Je ne veux point, Monsieur, d'une Flamme importune, Troubler, aucunement, votre bonne Fortune.
Alceste
Je ne veux rien partager de son cœur avec vous.
Je ne veux point, Monsieur, jaloux, ou non jaloux, Partager de son Cœur, rien du tout avec vous.
Oronte
Si elle préfère votre amour...
Si votre Amour, au mien, lui semble préférable...
Alceste
Si elle a le moindre penchant pour vous...
Si du moindre Penchant elle est pour vous capable...
Oronte
Je renonce à elle.
Je jure de n'y rien prétendre désormais.
Alceste
Je jure de ne plus jamais la voir.
Je jure, hautement, de ne la voir jamais.
Oronte
Madame, parlez librement.
Madame, c'est à vous de parler sans contrainte.
Alceste
Madame, expliquez-vous sans crainte.
Madame, vous pouvez vous expliquer sans crainte.
Oronte
Dites-nous qui vous aimez.
Vous n'avez qu'à nous dire où s'attachent vos vœux.
Alceste
Choisissez entre nous deux.
Vous n'avez qu'à trancher, et choisir de nous deux.
Oronte
Quoi ! Vous hésitez ?
Quoi ! sur un pareil Choix, vous semblez être en peine !
Alceste
Vous êtes indécise ?
Quoi ! votre Âme balance, et paraît incertaine !
Célimène
Cette demande est déplacée ! Vous êtes déraisonnables tous les deux. Je sais qui je préfère, mon cœur n'hésite pas. Le choix est fait depuis longtemps. Mais c'est trop gênant de le dire en face. Ces mots blessants ne devraient pas se dire devant les gens. Un cœur montre assez ses préférences sans qu'on force une rupture brutale. Il y a des façons plus douces de faire comprendre à quelqu'un qu'il n'est pas aimé.

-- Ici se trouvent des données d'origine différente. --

PR #157, opened 2021-11-16
Cleaned up inheritence on setters

kroenlein:
This moves a unit specific check out of the `_substitute_inplace` method and adds a conditional to the `BaseObject` constructor to identify whether to set the name.

### DIFF
--- a/gemd/util/impl.py
+++ b/gemd/util/impl.py
@@ -1,7 +1,6 @@
 """Utility functions."""
 import uuid
 import functools
-from inspect import getmembers
 from typing import Dict, Callable, Union, Type, Tuple, List, Any, Optional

Mon Dieu ! que cette Instance est là, hors de Saison : Et que vous témoignez, tous deux, peu de Raison ! Je sais prendre Parti sur cette Préférence, Et ce n'est pas mon Cœur, maintenant, qui balance : Il n'est point suspendu, sans doute, entre vous deux, Et rien n'est si tôt fait, que le choix de nos vœux. Mais je souffre, à vrai dire, une gêne trop forte, À prononcer en face, un aveu de la sorte : Je trouve que ces Mots, qui sont désobligeants, Ne se doivent point dire en présence des Gens : Qu'un Cœur, de son Penchant, donne assez de lumière, Sans qu'on nous fasse aller, jusqu'à rompre en visière : Et qu'il suffit, enfin, que de plus doux Témoins Instruisent un Amant du malheur de ses Soins.
Oronte
Non, je n'ai pas peur de la vérité. Je la veux.

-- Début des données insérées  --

PR #159, opened 2022-01-03
Simplify import interface

kroenlein:
This PR adds the ability to import `gemd.entity` members from a variety of package levels, including supporting `from gemd import *` to get all entities that a user would normally interact with.

This PR also defines `__all__` lists in the `__init__.py` files to keep the namespace from getting too polluted from `import *`.  This is especially important because the `property.py` file was clobbering the Python `@property` built-in, causing some very confusing bugs.

### DIFF
--- a/gemd/__init__.py
+++ b/gemd/__init__.py
@@ -1,1 +1,30 @@
 """Data concepts library."""
+# flake8: noqa
+from .entity import Condition, Parameter, Property, PropertyAndConditions, \
+    CategoricalBounds, CompositionBounds, IntegerBounds, \
+    MolecularStructureBounds, RealBounds, \
+    MaterialRun, MeasurementRun, ProcessRun, IngredientRun, \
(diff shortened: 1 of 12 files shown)


sfriedowitz:
This one seems pretty straight forward, and I always have issues remembering the package structure for imports, so I like this.

One question: How was the `property.py` file in GEMD colliding with `@property` ? Was it because people were explicitly importing `import gemd.property` and qualifying objects with the `property.Object` namespace?

kroenlein:
> This one seems pretty straight forward, and I always have issues remembering the package structure for imports, so I like this.
> 
> One question: How was the `property.py` file in GEMD colliding with `@property` ? Was it because people were explicitly importing `import gemd.property` and qualifying objects with the `property.Object` namespace?

When users said `from gemd.entity.attribute import *` that imported the `property` namespace.  There were a few other related pitfalls.

sfriedowitz (approved):
LGTM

Non, non, un franc Aveu n'a rien que j'appréhende, J'y consens pour ma part.
Alceste
Moi aussi je l'exige. Je veux une déclaration publique, sans ménagement. Vous voulez toujours plaire à tout le monde. Mais c'est fini les jeux et l'ambiguïté. Expliquez-vous clairement ou votre refus sera ma réponse. Je comprendrai ce silence et j'en tirerai mes conclusions.

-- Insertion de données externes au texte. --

PR #160, opened 2022-01-03
Add ingest helper routines

kroenlein:
This PR adds some helper routines for creating GEMD objects according to common creation patterns, simplifying some of the calls and reducing the clerical work associated with linking the right things.

It also moves the contents of the old `ingest` directory (some very simple demo scripts) into the `demo` directory, and adds a README to the `demo` directory providing some basic information about what all demo scripts are doing.


gemd/ingest/impl.py
```diff
@@ -0,0 +1,208 @@
...
+    Returns
+    --------
+    MaterialRun
+        A MaterialRun with linked processes, specs and templates
+
+    """
+    if name is None:
+        name = input_material.name
+    my_ingredient_spec = IngredientSpec(name=name,
+                                        process=output_material.spec.process,
```
bfolie, line 101: Do we need to check that `output_material.spec` is not `None`?

gemd/ingest/impl.py
```diff
@@ -0,0 +1,208 @@
...
+    output_material: MaterialRun
+        The `process` for the returned IngredientRun will be
+        `output_material.process`
+    name: str
+        The ingredient name.  Defaults to `input_material.name`.
+
+    Returns
+    --------
+    MaterialRun
+        A MaterialRun with linked processes, specs and templates
```
bfolie, line 95: It looks like it returns the ingredient spec

gemd/ingest/impl.py
```diff
@@ -0,0 +1,208 @@
...
+                                        )
+    my_ingredient_spec = IngredientRun(spec=my_ingredient_spec,
+                                       process=output_material.process,
+                                       material=input_material
+                                       )
+    return my_ingredient_spec
+
+
+def add_measurement(material: MaterialRun,
+                    name: str = None,
```
bfolie, line 112: Shouldn't this argument come after the asterisk?

gemd/ingest/impl.py
```diff
@@ -0,0 +1,208 @@
...
+    """
+    if name is None:
+        if template is None:
+            raise ValueError("Either a name or a template must be provided")
+        else:
+            name = template.name
+    my_measurement_spec = MeasurementSpec(name, template=template)
+    my_measurement_run = MeasurementRun(name, spec=my_measurement_spec, material=material)
+
+    return my_measurement_run
```
bfolie, line 143: How does the user assert the value of the measurement? I suppose it can be added later, but that seems like an important enough part of adding the measurement to do it inside this helper method.

gemd/ingest/impl.py
```diff
@@ -0,0 +1,208 @@
...
+    attribute = attr_class(name=template.name, value=value, template=template)
+
+    if isinstance(target, MaterialSpec):
+        if attr_class is Property:
+            target.properties.append(PropertyAndConditions(property=attribute))
+        elif attr_class is Condition:
+            if len(target.properties) == 0:
+                raise ValueError("Cannot add a condition to a MaterialSpec "
+                                 "before it has at least one property.")
+            target.properties[-1].conditions.append(attribute)
```
bfolie, line 195: I don't like the implicit logic here (you must add the property and then add each conditions, then add the second property and then add each of its conditions, etc.). But I don't see a clearly better way to do it, given the nature of `PropertyAndConditions`.

bfolie:
Does it make sense to have these files in the `ingest` directory? It's true that ingest is the ultimate goal, but from the point of view of this repo they're more like builders.

gemd/ingest/impl.py
kroenlein: Maybe?  That would imply that they've gone outside the ingest framework to generate the Material Run, or are modifying something that's been flattened.  Probably enough just to throw an Exception we haven't received a full node?

gemd/ingest/impl.py
kroenlein: It does.  Good catch on the copy-pasta.

gemd/ingest/impl.py
kroenlein: I was thinking it made sense to support the optional second argument -- the most common use case felt like `add_measurement(node, 'Density')` -- but if that doesn't feed like the correct flow to you, moving the argument is reasonable.  It's always easier to add a positional argument than remove one.

gemd/ingest/impl.py
kroenlein: I would seem natural to let a user hand in a property at the same time as creating a measurement (having a measurement w/o any properties would be weird).  Since this would be an implicit `add_attribute`, you'd like to see the addition of a value and a property_template argument?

Et moi, je le demande ; C'est son éclat, surtout, qu'ici j'ose exiger, Et je ne prétends point vous voir rien ménager. Conserver tout le Monde, est votre grande étude, Mais plus d'amusement, et plus d'incertitude ; Il faut vous expliquer, nettement, là-dessus, Ou bien, pour un Arrêt, je prends votre refus : Je saurai, de ma part, expliquer ce silence, Et me tiendrai pour dit, tout le mal que j'en pense.
Oronte
Merci Monsieur pour cette colère. Je dis exactement comme vous.
Je vous sais fort bon gré, Monsieur, de ce courroux, Et je lui dis, ici, même chose que vous.
Célimène
Vous m'épuisez avec vos caprices ! C'est injuste ce que vous demandez. Je vous ai dit pourquoi je ne peux pas. Éliante arrive, elle sera mon juge.
Que vous me fatiguez avec un tel Caprice ! Ce que vous demandez, a-t-il de la justice : Et ne vous dis-je pas quel Motif me retient ? J'en vais prendre pour Juge, Éliante qui vient.